Rita is correct; they DO have until 4/15 to withdraw.  Broker is an idiot or doesn't want to do the paperwork; they need to dump him/her/it.  

Alternative - if 2017 situation is different - is to re-characterize to 2017 contribution.

  • Like 4
Posted

I wonder if the issue isn't that they can't versus it would be expensive or embarrassing to do so.

For example, maybe they put it in an annuity. Oddly, yes people invest in annuities within an IRA.

  • Like 3
Posted
7 minutes ago, Roberts said:

I wonder if the issue isn't that they can't versus it would be expensive or embarrassing to do so.

For example, maybe they put it in an annuity. Oddly, yes people invest in annuities within an IRA.

That's what it sounds like.  They don't want to give back a commission, or if it is an annuity it is past the 20 day free look period.   This isn't over.

  • Like 3
Posted

There has to be something going on. Broker being an idiot is one.

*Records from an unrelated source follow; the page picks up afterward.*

Issue #781, opened 2016-07-13
Remove appcfg sdk usages from integrated plugin


etanshaul:
One example - new GAE standard project wizard:

![image](https://cloud.githubusercontent.com/assets/1735744/16809157/36210b48-48ed-11e6-84b2-23c7a90518ac.png)

PR #815, opened 2016-08-10
Use common lib for AE class whitelisting

etanshaul:
see #781 - This is another piece of removing the old SDK. I am continuing to break that issue into smaller reviewable pieces.

The common library now includes a class, [AppEngineJreWhiteList](https://github.com/GoogleCloudPlatform/appengine-plugins-core/blob/bb90335836af95f1938be5d49fdcdaabb7a86650/src/main/java/com/google/cloud/tools/appengine/api/whitelist/AppEngineJreWhitelist.java), which checks if a fully qualified classname is whitelisted for AE. 

Previously, the whitelist class was reflectively loaded from the appcfg jar which required some parsing and caching to make the check efficient. The previous logic was removed with a simple direct call to the common lib `AppEngineJreWhiteList#contains()`.

In future PRs related to #781, `AppEngineSdk` (which was brought in from the old plugin) will be removed completely and merged into our new `CloudSdkService`.


etanshaul:
@patflynn / @joaoandremartins / @aslo

joaoandremartins:
Are there already unit tests for the new whitelist mechanism? If not, could you add some?

etanshaul:
The new whitelist mechanism is really just calling `AppEngineJreWhiteList#contains()` (part of the common-lib which itself is already unit tested). Unless you had something else in mind?

joaoandremartins:
Yep, if it's already unit tested, then LGTM.

google-cloud-tools-plugin/src/com/google/cloud/tools/intellij/appengine/facet/AppEngineFacet.java
```diff
@@ -68,35 +59,4 @@ public static AppEngineFacet getAppEngineFacetByModule(@Nullable Module module)
...
-    }
-    final DomElement root = element.getRootElement();
-    if (!ReflectionUtil.isAssignable(domClass, root.getClass())) {
-      return null;
-    }
-    return (T) root;
-  }
-
-
-  public boolean shouldRunEnhancerFor(@NotNull VirtualFile file) {
```
patflynn: are these just not used?

patflynn:
:+1: This looks a whole let simpler. I guess we've tested it in action?

I'm wondering what the performance characteristics of the new common lib mechanism are.

google-cloud-tools-plugin/src/com/google/cloud/tools/intellij/appengine/facet/AppEngineFacet.java
etanshaul: `shouldRunEnhancerFor` was not used in the old plugin either (I will double check that it was called outside by the framework - its not overriding anything so I don't think it is).

`getRootElement` is downstream from the old tools menu action which is now replaced by our new menu item (and we handle this DOM stuff already).

etanshaul:
I think it will be faster than the old implementation:

The common lib just exposes a HashSet. So contains operations are constant time. Previously, they were parsing the file manually, caching it and then doing the lookup - we no longer have to load any files up manually.

patflynn:
how does the common lib produce the hashset? Is it a static map?

etanshaul:
yes, a static Set

patflynn:
:ship:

Maybe an annuity in the IRA is another.

*I* just knew that he could roll it out.  Even, just roll it from Roth to Regular IRA and be non-Deductible, and then "Back-Door" that to the Roth,

Rich

 

  • Like 4
Posted
14 hours ago, grandmabee said:

could they do injured spouse and still file MFJ?

GrandmaBee:

That isn't the issue.  They are on Income Based repayment plans for their student debt.  If they file joint, the student debt repayments triple or quadruple.  Much heavier cash cost than the additional tax due to MFS.

Rich

 

  • Like 2
Posted
10 hours ago, Richcpaman said:

GrandmaBee:

That isn't the issue.  They are on Income Based repayment plans for their student debt.  If they file joint, the student debt repayments triple or quadruple.  Much heavier cash cost than the additional tax due to MFS.

Rich

 

I have this situation, and I absolutely think it is the worst public policy ever.  Unconscionable.  The student loan payments should be able to be reduced to the same level regardless of filing status.  Give up money on one side to gain on the other.  Many hugs to go around.  When my first client to experience this came to me and said he had to file MFS several years ago, I thought he for sure had to have misunderstood and actually sat with him through a call to the loan peeps.  Then did further research.  Unreal.